_SOURCE INFORMATION_:
■ ■ ■ ■
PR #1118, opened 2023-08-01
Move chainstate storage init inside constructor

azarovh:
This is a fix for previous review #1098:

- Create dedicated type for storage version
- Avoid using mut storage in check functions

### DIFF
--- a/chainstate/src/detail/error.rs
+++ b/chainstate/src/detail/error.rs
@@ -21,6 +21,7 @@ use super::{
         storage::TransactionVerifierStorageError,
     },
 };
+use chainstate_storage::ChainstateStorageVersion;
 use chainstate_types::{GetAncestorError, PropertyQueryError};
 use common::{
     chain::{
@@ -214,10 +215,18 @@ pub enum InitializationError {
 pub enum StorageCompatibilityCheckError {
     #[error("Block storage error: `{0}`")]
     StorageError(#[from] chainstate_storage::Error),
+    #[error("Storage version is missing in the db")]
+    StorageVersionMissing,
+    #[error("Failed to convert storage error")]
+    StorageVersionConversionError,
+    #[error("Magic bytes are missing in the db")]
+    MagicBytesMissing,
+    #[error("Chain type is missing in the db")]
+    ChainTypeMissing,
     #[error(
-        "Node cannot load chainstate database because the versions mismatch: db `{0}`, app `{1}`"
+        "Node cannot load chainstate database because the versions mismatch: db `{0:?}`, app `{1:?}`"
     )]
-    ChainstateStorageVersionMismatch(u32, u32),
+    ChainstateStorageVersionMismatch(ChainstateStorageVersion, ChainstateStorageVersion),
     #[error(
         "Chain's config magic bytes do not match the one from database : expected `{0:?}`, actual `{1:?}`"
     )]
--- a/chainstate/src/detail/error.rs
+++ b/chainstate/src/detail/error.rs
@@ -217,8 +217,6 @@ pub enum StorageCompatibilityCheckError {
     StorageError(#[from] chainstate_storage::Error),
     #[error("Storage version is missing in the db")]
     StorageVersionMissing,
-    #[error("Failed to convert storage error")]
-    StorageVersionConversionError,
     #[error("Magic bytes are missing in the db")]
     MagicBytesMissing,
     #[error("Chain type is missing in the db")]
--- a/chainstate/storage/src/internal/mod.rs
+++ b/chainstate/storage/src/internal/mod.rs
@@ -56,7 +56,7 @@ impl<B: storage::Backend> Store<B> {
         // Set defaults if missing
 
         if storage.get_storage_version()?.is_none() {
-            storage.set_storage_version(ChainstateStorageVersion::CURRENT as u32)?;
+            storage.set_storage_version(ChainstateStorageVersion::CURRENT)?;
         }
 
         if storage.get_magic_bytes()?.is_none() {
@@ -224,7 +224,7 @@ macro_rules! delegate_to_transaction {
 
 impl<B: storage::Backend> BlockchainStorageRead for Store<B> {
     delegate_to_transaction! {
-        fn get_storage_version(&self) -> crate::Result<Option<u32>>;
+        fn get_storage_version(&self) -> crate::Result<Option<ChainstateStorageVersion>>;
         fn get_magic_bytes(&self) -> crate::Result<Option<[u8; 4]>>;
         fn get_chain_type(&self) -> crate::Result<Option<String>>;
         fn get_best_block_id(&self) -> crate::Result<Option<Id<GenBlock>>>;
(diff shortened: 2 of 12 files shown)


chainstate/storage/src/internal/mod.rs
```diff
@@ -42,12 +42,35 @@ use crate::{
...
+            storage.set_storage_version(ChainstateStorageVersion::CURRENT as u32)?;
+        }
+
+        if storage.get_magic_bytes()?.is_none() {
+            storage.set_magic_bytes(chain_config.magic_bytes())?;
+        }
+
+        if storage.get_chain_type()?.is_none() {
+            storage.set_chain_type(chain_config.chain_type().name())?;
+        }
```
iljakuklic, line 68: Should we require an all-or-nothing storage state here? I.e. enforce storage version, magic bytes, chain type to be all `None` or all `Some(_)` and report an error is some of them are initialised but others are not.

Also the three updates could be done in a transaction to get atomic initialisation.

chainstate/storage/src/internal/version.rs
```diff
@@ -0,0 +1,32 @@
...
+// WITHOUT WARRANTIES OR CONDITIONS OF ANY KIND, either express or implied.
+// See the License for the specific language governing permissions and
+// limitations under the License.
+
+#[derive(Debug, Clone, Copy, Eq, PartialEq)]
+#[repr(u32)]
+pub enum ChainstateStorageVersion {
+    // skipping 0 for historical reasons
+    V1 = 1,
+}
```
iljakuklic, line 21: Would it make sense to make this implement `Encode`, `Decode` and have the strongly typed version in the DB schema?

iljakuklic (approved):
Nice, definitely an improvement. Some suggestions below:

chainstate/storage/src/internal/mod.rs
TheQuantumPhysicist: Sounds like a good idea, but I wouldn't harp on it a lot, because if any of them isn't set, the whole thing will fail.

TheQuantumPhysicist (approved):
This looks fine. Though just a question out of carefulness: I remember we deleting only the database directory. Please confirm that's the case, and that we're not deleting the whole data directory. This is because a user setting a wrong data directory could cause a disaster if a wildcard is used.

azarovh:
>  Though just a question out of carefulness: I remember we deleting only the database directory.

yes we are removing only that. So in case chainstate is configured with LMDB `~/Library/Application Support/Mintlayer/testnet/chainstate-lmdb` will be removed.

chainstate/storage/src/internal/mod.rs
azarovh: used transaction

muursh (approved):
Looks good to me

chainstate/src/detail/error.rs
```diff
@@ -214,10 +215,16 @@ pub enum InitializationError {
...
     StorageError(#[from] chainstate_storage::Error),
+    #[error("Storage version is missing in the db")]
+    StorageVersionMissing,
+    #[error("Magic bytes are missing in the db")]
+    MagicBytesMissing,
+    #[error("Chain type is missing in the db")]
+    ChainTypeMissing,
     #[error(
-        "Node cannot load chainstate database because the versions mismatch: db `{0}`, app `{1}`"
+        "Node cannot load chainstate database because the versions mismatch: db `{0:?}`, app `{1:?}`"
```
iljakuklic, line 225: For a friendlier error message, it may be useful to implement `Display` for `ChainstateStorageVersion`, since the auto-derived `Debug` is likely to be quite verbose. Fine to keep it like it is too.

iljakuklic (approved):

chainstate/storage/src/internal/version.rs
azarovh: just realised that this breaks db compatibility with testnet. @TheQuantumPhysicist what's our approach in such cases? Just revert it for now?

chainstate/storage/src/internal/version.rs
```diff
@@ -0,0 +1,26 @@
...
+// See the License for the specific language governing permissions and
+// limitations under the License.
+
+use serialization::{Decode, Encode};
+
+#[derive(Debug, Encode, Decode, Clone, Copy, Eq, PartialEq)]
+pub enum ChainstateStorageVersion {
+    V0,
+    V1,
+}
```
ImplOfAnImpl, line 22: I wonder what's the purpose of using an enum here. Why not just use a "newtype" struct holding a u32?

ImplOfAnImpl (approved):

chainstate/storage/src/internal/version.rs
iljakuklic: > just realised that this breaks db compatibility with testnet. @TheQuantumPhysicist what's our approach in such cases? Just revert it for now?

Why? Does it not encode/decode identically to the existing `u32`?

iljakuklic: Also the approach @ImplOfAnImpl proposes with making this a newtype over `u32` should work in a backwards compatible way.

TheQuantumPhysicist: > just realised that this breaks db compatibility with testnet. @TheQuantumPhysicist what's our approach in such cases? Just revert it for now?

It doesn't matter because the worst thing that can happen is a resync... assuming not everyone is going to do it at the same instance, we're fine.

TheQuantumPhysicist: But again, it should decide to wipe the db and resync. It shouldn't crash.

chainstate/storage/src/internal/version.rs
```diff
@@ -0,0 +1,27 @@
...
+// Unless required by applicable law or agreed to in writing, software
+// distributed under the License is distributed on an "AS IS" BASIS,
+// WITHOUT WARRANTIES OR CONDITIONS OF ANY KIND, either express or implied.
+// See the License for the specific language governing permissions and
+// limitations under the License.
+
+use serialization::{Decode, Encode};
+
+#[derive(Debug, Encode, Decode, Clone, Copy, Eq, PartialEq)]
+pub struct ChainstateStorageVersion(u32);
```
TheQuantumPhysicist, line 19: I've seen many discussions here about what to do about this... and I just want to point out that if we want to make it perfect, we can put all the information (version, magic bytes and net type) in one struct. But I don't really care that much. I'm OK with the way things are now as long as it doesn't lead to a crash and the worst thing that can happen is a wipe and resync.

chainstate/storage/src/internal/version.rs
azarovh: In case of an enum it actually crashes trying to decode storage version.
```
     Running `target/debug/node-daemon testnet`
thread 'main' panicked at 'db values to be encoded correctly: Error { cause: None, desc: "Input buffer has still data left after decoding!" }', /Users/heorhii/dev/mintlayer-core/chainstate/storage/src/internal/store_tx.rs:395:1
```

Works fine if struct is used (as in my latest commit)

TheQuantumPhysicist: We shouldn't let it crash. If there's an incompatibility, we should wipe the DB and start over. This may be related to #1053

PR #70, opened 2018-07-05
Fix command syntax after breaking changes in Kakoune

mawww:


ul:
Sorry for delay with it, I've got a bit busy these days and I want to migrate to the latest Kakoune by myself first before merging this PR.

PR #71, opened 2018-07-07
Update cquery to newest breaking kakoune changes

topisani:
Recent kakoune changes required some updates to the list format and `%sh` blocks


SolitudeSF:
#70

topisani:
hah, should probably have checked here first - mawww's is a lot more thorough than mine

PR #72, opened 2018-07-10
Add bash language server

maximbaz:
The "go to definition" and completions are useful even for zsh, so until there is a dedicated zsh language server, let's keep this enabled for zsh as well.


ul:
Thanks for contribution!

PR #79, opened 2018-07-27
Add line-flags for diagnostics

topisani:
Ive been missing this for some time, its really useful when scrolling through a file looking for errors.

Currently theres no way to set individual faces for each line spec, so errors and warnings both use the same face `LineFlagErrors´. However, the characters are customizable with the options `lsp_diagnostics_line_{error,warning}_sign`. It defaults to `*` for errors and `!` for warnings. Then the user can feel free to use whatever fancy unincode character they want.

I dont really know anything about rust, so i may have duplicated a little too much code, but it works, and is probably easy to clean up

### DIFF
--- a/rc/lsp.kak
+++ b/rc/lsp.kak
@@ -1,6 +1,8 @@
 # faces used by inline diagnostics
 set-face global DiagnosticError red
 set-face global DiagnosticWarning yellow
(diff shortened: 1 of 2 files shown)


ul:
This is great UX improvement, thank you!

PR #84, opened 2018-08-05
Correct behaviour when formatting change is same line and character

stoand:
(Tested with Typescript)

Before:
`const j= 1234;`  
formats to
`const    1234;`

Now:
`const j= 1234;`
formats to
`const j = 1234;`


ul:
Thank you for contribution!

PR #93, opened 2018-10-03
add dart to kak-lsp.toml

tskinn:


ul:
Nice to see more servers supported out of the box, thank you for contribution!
■ ■ ■ ■
_WHAT YOU WILL DO_: Output only an exact transcription of the lines above from the one with "iljakuklic: Also the" up to and including the one with "TheQuantumPhysicist: > just".

_REPLY_:
iljakuklic: Also the approach @ImplOfAnImpl proposes with making this a newtype over `u32` should work in a backwards compatible way.

TheQuantumPhysicist: > just realised that this breaks db compatibility with testnet. @TheQuantumPhysicist what's our approach in such cases? Just revert it for now?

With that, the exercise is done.